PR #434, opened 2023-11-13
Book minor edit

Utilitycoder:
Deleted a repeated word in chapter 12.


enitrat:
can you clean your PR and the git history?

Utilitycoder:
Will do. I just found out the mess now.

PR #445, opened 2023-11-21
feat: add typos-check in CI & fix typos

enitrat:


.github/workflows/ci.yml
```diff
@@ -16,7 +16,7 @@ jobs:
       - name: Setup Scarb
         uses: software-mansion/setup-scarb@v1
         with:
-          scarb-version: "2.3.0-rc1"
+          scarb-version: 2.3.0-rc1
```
----
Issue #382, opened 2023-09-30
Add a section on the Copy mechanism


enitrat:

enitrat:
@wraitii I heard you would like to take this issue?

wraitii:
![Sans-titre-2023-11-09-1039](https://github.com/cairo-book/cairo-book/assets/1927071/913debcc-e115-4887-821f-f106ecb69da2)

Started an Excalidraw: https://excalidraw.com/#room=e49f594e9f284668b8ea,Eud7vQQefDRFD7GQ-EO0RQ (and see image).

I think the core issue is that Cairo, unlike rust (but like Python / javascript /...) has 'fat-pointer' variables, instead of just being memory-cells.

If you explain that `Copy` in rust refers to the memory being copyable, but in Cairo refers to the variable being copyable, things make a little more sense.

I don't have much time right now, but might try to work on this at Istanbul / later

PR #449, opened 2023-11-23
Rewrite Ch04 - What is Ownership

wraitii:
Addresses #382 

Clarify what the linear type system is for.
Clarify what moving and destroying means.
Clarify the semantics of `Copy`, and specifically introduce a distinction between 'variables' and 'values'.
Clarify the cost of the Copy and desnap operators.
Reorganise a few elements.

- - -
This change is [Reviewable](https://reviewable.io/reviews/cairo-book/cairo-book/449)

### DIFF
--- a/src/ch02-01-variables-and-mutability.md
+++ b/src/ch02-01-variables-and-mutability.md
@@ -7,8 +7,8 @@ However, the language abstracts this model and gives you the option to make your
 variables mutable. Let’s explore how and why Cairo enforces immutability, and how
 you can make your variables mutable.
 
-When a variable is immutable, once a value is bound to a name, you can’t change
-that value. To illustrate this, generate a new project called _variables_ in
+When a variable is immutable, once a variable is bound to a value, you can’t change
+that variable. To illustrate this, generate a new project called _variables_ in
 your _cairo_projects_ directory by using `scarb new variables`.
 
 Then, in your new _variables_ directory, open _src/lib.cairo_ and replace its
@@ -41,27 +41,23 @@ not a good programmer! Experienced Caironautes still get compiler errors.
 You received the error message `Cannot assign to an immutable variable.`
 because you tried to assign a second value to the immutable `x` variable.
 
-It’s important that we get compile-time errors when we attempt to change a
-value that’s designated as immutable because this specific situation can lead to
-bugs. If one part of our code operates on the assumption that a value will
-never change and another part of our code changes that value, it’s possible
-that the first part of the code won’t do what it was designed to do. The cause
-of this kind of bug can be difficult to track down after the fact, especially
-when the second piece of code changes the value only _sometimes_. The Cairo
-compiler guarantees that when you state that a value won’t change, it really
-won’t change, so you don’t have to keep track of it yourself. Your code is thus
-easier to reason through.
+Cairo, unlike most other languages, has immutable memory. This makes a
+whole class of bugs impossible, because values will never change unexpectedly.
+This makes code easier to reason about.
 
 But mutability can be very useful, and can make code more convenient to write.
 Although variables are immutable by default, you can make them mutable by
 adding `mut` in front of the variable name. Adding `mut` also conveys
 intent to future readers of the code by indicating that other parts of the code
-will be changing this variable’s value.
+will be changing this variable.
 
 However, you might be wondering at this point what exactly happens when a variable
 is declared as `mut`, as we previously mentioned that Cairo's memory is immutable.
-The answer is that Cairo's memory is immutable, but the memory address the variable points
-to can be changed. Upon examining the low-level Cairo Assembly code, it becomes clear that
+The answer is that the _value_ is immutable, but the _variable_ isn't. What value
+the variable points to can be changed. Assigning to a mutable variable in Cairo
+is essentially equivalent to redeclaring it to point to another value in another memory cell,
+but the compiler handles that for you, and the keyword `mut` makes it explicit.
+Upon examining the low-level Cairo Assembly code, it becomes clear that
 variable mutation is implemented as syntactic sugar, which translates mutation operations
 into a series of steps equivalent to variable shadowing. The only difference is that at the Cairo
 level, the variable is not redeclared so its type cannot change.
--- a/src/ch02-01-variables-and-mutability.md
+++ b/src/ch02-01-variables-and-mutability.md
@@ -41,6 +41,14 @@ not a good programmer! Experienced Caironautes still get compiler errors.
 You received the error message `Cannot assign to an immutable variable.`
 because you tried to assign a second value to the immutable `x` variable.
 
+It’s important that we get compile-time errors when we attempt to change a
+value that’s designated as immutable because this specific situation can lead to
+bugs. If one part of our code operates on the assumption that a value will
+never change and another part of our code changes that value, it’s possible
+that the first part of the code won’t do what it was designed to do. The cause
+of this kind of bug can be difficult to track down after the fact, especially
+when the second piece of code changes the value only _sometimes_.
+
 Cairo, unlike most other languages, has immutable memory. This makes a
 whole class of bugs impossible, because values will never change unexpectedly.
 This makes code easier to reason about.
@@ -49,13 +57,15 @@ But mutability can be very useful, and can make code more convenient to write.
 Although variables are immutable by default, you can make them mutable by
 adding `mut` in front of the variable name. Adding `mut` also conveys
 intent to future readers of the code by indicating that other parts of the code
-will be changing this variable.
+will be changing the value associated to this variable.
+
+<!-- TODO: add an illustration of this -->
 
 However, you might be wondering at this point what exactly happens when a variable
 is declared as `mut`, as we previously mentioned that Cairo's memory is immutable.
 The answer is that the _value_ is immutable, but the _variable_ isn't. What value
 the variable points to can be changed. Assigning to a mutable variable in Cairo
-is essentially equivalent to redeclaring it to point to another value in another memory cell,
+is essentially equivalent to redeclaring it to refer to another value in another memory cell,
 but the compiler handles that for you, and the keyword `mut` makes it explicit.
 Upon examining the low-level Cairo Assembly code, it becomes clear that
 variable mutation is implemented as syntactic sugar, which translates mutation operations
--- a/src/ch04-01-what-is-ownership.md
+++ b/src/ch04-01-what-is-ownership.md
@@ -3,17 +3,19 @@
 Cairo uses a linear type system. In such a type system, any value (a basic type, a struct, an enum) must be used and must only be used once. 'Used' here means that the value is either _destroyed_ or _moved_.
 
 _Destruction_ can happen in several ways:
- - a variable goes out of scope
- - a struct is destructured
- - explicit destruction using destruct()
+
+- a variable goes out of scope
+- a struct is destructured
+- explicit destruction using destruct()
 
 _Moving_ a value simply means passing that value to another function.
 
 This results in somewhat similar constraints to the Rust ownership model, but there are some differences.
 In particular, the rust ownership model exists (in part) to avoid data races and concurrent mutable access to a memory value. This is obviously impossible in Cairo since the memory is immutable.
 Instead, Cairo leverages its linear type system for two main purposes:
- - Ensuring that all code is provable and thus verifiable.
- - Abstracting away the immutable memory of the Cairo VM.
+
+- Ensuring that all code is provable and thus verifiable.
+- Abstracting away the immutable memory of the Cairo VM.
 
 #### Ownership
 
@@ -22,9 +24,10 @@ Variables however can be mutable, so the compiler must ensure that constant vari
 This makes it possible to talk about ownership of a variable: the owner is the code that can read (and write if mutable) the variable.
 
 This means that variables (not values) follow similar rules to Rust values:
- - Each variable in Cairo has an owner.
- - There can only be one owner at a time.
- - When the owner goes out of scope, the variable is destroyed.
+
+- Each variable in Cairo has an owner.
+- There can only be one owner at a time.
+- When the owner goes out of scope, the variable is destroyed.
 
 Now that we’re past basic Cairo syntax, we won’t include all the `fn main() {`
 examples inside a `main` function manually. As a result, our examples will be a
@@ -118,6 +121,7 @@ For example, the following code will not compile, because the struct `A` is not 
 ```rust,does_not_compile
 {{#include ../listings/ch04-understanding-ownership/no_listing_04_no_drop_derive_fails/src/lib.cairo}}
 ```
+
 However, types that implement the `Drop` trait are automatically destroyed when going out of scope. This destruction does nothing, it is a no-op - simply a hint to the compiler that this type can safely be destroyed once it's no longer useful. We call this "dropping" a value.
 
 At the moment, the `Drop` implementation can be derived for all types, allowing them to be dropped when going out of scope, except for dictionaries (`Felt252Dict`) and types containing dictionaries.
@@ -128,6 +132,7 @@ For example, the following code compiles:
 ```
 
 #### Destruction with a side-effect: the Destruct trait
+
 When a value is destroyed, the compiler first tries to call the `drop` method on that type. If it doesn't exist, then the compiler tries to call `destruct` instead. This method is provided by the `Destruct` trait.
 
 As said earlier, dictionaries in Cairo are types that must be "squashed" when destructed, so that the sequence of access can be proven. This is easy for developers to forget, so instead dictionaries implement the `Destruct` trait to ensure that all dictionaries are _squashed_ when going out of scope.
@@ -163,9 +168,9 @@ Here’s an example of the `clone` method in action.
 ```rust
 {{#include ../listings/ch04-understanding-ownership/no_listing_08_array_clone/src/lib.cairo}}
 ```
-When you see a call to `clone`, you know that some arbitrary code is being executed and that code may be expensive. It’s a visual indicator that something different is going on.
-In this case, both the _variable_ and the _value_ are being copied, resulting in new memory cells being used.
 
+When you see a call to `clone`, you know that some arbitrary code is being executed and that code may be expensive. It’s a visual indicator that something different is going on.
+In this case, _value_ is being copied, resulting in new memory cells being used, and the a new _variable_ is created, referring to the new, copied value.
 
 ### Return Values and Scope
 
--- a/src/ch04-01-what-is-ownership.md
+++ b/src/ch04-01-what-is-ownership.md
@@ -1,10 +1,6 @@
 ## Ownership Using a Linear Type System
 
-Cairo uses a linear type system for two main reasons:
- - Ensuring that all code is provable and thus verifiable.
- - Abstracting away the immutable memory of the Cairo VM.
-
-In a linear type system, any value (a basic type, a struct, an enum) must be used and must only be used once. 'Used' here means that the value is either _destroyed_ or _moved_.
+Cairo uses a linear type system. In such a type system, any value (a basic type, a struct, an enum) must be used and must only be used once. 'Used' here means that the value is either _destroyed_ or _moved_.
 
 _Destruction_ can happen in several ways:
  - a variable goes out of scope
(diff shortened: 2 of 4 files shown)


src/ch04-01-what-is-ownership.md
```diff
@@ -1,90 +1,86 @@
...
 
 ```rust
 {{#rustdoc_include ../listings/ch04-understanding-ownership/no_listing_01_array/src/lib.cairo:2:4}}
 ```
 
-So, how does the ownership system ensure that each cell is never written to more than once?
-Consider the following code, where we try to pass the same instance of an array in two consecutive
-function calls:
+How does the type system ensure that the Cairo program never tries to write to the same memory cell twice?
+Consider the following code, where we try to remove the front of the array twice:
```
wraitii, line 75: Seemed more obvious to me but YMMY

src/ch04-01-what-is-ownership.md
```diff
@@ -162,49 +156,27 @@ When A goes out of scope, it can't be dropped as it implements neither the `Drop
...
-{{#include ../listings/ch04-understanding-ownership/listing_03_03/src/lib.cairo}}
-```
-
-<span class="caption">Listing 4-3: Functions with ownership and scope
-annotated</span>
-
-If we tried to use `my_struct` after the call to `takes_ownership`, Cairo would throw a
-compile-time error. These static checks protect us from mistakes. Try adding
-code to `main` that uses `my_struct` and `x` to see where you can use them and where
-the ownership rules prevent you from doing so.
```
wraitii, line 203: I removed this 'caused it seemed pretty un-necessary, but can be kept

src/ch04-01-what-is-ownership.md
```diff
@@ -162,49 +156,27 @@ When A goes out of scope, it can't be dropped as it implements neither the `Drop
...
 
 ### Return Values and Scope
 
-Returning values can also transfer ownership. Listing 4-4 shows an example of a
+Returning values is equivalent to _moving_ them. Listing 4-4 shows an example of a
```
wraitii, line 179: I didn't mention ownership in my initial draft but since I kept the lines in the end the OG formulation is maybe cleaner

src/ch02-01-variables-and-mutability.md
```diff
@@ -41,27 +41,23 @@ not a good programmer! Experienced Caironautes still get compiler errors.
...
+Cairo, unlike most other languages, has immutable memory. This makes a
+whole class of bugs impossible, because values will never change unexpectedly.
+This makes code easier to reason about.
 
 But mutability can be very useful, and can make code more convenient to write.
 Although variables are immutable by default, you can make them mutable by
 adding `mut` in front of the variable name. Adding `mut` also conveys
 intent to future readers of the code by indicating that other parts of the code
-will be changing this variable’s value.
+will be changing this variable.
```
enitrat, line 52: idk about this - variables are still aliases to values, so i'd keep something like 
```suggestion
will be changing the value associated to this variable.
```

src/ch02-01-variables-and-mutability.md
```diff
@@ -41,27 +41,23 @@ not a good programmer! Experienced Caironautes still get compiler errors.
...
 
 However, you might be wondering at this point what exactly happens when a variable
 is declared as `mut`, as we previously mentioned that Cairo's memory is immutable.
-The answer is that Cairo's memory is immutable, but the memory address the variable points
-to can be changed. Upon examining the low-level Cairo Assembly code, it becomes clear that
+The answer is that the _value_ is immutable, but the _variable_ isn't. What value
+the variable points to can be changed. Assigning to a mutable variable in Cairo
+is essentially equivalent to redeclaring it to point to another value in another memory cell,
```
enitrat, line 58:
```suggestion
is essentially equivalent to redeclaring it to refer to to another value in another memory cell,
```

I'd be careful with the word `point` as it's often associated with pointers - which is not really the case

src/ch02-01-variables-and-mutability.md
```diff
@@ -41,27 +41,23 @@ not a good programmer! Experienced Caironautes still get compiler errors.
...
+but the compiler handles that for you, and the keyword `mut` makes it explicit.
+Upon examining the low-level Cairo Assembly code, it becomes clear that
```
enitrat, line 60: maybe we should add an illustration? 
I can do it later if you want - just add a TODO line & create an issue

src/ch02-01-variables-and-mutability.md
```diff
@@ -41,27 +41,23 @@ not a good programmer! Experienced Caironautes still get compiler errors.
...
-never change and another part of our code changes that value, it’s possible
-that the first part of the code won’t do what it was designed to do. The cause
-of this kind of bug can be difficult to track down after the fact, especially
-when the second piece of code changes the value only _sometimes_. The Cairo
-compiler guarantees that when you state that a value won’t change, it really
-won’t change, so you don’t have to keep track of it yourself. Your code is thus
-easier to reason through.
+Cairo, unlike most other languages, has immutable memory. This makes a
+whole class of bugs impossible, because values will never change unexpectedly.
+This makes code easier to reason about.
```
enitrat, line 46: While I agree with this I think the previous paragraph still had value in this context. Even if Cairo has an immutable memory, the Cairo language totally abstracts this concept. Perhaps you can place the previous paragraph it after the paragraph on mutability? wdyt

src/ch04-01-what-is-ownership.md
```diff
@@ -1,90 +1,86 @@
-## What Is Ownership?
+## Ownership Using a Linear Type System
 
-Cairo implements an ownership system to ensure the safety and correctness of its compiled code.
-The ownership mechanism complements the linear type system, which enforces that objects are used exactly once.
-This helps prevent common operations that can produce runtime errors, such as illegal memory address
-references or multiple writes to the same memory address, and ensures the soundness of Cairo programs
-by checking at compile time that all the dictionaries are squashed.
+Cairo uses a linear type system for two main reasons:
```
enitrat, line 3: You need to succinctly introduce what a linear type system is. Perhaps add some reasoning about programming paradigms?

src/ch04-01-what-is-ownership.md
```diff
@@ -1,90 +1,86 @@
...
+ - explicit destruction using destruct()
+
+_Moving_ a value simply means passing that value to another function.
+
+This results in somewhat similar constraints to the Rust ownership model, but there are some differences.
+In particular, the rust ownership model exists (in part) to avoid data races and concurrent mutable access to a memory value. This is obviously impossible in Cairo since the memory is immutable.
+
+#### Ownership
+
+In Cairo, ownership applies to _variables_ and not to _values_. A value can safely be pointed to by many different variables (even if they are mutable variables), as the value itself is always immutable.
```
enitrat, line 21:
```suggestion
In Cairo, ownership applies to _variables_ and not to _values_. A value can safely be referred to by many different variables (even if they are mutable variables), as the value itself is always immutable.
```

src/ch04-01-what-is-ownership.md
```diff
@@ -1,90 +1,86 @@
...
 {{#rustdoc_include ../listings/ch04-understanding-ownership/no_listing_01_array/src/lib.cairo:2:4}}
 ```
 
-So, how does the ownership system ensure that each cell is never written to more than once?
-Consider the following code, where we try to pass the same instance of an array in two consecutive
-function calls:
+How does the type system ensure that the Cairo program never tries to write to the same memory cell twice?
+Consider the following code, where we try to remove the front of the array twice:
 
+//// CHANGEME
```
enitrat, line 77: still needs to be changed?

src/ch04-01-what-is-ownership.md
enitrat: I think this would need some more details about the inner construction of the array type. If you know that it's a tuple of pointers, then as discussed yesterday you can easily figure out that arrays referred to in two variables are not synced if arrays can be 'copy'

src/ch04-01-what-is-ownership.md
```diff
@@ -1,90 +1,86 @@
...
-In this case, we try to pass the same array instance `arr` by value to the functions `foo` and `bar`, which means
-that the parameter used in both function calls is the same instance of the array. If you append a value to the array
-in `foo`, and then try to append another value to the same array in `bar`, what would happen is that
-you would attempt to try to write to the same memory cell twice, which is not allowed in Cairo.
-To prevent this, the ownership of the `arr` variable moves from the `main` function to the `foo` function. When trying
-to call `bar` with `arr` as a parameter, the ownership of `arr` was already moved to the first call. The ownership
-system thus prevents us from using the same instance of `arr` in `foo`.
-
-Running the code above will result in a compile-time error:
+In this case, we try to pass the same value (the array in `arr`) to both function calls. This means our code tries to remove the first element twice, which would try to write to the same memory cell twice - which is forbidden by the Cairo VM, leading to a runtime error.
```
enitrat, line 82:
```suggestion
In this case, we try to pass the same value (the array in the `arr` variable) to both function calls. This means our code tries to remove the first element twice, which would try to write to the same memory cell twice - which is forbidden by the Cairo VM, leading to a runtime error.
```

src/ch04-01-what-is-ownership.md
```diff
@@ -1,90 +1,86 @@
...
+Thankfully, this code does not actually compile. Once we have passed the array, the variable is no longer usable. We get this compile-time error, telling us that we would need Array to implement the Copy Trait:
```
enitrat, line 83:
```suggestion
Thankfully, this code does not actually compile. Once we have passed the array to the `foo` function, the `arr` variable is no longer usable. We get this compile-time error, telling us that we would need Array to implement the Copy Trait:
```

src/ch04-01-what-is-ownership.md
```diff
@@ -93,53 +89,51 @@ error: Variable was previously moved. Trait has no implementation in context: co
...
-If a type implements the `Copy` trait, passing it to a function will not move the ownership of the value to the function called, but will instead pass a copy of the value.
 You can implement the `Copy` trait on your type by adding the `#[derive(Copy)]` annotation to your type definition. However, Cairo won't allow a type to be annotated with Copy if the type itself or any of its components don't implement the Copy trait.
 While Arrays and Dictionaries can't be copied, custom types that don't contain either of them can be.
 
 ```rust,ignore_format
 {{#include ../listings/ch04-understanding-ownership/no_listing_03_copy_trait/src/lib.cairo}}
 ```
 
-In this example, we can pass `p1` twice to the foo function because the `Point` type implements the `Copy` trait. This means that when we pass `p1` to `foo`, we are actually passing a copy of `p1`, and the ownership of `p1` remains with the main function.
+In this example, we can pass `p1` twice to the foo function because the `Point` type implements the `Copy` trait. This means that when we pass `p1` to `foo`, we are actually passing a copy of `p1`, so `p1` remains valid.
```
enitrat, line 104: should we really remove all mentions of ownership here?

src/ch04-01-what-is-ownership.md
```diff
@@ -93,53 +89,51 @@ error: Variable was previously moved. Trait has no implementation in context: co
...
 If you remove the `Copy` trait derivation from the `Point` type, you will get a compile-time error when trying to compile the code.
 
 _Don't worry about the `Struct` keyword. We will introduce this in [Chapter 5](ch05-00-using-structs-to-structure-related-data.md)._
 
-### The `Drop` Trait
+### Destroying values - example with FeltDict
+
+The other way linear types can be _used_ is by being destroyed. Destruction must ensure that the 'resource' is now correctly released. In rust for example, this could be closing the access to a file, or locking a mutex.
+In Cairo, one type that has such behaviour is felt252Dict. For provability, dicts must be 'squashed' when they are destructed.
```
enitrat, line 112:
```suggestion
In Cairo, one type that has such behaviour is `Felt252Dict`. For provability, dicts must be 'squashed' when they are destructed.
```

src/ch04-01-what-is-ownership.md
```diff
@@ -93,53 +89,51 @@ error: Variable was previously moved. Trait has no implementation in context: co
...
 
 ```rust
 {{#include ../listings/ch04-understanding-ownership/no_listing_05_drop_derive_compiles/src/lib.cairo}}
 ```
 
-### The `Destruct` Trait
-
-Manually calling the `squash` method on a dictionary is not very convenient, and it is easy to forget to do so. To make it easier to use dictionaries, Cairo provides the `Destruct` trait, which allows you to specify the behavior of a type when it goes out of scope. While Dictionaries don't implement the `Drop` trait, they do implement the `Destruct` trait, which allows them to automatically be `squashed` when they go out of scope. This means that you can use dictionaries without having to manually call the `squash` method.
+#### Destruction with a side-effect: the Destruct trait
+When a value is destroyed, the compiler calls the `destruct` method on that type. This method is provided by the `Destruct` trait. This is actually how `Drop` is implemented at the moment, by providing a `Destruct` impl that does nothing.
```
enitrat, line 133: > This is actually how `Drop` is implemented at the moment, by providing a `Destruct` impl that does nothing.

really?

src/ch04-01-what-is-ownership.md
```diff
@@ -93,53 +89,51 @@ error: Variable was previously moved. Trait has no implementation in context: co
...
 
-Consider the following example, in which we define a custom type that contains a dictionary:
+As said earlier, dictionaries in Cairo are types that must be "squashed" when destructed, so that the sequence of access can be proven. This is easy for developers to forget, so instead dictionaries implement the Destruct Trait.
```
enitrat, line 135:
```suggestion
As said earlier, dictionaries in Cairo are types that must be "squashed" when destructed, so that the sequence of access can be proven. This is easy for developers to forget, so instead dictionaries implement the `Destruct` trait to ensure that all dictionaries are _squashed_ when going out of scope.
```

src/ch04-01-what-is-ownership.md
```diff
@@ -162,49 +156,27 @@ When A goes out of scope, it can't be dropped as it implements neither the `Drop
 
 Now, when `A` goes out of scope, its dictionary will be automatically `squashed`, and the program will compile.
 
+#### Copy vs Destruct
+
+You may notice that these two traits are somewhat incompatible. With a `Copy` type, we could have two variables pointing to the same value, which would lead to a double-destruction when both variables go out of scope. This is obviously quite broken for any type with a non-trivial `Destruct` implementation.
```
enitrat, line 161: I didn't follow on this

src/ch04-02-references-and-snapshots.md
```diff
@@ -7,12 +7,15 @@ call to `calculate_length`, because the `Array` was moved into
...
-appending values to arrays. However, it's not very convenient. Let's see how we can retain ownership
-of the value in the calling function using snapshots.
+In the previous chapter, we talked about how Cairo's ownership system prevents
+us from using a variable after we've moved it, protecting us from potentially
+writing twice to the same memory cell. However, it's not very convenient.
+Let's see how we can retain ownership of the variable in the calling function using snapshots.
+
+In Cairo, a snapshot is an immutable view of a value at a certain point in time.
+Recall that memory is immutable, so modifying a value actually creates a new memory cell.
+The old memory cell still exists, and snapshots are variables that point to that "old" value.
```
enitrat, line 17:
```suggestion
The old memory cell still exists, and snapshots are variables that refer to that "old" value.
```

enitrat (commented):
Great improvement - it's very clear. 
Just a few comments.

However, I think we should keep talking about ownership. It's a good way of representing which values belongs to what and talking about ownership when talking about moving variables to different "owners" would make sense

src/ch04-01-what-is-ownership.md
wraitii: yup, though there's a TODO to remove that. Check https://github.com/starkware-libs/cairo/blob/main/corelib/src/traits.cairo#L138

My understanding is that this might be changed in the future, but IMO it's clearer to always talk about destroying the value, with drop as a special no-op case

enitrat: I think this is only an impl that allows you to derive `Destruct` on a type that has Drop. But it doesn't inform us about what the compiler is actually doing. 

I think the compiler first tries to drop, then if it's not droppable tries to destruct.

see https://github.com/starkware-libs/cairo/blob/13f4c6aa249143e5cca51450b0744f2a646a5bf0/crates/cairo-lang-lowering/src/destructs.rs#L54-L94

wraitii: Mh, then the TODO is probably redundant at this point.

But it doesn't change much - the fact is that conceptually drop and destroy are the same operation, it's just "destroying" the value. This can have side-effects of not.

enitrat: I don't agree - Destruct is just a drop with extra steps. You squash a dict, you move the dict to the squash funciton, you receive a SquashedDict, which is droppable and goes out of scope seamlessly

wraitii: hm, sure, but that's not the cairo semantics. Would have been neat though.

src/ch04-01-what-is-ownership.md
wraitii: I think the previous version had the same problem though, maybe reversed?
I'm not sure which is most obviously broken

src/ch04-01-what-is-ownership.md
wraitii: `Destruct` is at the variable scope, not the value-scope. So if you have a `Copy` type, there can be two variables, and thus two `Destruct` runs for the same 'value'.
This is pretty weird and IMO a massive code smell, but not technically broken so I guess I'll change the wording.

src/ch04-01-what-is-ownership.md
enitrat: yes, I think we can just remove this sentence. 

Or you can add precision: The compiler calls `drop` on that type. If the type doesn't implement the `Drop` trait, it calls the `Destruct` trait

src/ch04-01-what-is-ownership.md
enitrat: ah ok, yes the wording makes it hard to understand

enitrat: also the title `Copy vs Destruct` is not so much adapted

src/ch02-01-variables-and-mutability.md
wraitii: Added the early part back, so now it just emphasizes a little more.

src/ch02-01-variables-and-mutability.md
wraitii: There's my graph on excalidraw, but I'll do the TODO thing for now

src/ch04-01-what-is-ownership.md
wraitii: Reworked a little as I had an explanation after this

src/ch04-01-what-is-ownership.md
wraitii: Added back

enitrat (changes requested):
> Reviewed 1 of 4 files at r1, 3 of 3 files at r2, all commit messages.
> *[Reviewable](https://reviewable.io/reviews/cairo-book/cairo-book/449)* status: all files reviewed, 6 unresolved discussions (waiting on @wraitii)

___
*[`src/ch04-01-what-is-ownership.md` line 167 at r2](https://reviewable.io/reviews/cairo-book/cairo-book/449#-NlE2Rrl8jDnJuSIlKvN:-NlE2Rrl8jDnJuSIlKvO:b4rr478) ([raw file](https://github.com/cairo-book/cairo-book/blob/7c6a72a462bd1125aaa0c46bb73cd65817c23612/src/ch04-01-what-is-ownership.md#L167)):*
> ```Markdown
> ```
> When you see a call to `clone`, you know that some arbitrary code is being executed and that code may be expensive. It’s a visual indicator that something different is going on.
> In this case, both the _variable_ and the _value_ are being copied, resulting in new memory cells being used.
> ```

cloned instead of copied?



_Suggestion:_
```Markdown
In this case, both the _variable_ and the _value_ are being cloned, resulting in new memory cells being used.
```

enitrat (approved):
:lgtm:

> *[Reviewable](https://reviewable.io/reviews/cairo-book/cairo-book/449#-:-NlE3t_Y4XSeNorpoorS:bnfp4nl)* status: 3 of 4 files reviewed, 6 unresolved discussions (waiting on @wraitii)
----
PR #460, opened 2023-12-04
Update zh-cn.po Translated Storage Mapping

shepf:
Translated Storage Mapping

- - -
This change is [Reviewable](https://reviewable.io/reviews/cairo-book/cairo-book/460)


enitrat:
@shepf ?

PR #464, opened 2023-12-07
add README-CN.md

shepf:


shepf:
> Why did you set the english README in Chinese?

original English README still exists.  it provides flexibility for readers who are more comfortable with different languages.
----
Copy verbatim, from the listing above, each line from the one containing "-that the parameter" down to the one containing "-you would attempt", inclusive.

-that the parameter used in both function calls is the same instance of the array. If you append a value to the array
-in `foo`, and then try to append another value to the same array in `bar`, what would happen is that
-you would attempt to try to write to the same memory cell twice, which is not allowed in Cairo.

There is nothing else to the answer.